Your assignment: The response should consist of every line below, unchanged.

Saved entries
_ _ _ _ _ _ _
Issue #212, opened 2025-10-26
There is a typo inside the DefaultLicensedExtensionManager


Farcasut:
In the log there is 'conseuence' instead of 'consequence'
https://github.com/xwikisas/application-licensing/blob/a8fee8ef14afd2b47bf5b31f640ca85d8ba0615e/application-licensing-licensor/application-licensing-licensor-api/src/main/java/com/xwiki/licensing/internal/DefaultLicensedExtensionManager.java#L120

PR #215, opened 2025-11-10
Fix typos from application licensor

KebabRonin:
Would it be ok to include other typos/grammar issues in java comments in this PR?

Edit: Originally opened for #212


ChiuchiuSorin:
I think it would be ok to include more typos, but I'd rename the issue to something like `Fix typos from application licensor`.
_ _ _ _ _ _ _
Response box:
Issue #212, opened 2025-10-26
There is a typo inside the DefaultLicensedExtensionManager


Farcasut:
In the log there is 'conseuence' instead of 'consequence'
https://github.com/xwikisas/application-licensing/blob/a8fee8ef14afd2b47bf5b31f640ca85d8ba0615e/application-licensing-licensor/application-licensing-licensor-api/src/main/java/com/xwiki/licensing/internal/DefaultLicensedExtensionManager.java#L120

PR #215, opened 2025-11-10
Fix typos from application licensor

KebabRonin:
Would it be ok to include other typos/grammar issues in java comments in this PR?

Edit: Originally opened for #212


ChiuchiuSorin:
I think it would be ok to include more typos, but I'd rename the issue to something like `Fix typos from application licensor`.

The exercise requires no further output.